>>>>

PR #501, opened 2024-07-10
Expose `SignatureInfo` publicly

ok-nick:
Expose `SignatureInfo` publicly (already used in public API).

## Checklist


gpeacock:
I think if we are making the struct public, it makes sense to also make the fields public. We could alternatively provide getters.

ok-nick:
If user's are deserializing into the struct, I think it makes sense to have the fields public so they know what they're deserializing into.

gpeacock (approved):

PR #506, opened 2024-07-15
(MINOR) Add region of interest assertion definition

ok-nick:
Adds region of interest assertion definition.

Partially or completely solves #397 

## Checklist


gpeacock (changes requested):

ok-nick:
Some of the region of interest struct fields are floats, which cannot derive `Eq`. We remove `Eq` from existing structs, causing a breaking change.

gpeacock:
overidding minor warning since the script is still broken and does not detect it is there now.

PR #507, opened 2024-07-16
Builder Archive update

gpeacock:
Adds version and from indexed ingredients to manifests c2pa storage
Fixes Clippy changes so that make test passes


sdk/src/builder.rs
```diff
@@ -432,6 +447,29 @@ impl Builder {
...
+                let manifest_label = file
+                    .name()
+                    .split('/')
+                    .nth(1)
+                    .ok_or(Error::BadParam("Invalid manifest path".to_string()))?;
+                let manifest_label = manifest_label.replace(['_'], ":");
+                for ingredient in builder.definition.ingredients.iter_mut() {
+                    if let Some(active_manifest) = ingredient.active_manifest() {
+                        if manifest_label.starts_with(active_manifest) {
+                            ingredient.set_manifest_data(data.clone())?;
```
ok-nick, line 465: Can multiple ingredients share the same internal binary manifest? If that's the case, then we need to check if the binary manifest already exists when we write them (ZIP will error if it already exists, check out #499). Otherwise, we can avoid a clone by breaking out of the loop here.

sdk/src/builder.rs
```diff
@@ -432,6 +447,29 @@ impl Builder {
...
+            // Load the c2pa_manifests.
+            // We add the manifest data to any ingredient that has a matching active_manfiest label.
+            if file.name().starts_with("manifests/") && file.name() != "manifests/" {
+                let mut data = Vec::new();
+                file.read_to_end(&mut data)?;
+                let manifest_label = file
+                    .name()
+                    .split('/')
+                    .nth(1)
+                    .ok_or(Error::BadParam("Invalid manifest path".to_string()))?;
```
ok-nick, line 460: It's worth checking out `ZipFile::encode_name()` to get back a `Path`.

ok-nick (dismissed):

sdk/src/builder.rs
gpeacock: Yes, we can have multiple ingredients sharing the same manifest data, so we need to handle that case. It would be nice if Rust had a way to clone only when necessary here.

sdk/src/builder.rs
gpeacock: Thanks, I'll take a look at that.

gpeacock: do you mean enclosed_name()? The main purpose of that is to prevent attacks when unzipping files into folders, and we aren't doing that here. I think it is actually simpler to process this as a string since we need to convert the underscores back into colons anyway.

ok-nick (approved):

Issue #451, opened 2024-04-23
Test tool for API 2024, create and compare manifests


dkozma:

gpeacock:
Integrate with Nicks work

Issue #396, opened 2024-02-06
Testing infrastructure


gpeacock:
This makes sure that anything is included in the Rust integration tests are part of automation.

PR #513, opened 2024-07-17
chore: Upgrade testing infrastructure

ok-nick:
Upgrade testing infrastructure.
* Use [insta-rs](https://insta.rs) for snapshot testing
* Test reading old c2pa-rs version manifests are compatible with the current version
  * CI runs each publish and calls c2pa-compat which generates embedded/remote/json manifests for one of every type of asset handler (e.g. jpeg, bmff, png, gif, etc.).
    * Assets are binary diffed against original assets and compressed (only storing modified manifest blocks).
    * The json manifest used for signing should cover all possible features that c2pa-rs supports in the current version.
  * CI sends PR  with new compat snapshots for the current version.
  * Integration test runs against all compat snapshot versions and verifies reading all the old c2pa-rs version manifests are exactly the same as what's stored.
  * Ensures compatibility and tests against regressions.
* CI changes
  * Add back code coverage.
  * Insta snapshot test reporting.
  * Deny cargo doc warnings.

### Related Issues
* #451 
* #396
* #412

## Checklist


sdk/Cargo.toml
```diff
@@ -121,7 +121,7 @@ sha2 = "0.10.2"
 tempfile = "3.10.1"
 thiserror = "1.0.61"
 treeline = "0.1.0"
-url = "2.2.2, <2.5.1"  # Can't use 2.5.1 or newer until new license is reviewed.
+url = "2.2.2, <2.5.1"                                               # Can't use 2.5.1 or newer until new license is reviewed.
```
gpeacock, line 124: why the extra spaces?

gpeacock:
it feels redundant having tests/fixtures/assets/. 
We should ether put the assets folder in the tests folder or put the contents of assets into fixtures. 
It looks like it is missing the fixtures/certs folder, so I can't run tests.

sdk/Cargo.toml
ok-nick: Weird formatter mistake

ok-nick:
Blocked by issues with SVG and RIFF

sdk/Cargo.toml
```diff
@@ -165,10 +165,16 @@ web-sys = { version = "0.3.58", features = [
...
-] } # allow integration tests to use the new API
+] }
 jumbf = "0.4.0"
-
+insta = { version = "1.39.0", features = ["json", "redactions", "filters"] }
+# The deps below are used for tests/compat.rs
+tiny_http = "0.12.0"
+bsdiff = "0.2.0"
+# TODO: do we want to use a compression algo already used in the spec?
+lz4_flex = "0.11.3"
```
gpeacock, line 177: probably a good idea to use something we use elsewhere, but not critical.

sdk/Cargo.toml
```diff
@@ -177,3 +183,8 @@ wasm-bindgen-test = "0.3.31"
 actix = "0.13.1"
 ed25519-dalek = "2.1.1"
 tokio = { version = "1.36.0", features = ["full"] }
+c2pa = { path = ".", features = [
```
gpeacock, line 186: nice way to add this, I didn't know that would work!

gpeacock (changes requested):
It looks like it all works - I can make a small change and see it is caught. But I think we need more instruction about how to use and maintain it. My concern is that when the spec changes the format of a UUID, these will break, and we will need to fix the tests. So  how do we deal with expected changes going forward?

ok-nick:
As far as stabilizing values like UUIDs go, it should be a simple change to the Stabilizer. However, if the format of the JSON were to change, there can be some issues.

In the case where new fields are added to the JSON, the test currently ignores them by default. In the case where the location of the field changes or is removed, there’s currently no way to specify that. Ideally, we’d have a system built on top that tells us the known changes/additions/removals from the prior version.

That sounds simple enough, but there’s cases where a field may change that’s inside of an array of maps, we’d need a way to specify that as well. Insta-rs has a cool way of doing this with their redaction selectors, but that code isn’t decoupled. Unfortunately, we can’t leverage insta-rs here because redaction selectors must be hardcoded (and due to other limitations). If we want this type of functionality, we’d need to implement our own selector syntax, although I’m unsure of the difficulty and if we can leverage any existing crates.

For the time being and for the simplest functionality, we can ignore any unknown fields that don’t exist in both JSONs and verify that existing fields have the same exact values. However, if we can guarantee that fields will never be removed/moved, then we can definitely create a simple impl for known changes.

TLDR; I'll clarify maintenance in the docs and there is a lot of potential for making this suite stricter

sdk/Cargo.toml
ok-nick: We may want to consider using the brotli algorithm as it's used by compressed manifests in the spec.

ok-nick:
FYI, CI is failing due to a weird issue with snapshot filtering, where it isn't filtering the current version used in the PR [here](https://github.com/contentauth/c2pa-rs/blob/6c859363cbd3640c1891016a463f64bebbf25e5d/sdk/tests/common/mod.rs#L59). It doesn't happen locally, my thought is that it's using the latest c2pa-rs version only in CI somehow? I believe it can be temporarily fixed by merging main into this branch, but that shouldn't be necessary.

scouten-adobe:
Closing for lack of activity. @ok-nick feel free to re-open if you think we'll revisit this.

<<<<

WHAT IS NEEDED: Within the data above, filter for lines containing the word "back" and copy each one.

SOLUTION:
ok-nick, line 460: It's worth checking out `ZipFile::encode_name()` to get back a `Path`.
gpeacock: do you mean enclosed_name()? The main purpose of that is to prevent attacks when unzipping files into folders, and we aren't doing that here. I think it is actually simpler to process this as a string since we need to convert the underscores back into colons anyway.
  * Add back code coverage.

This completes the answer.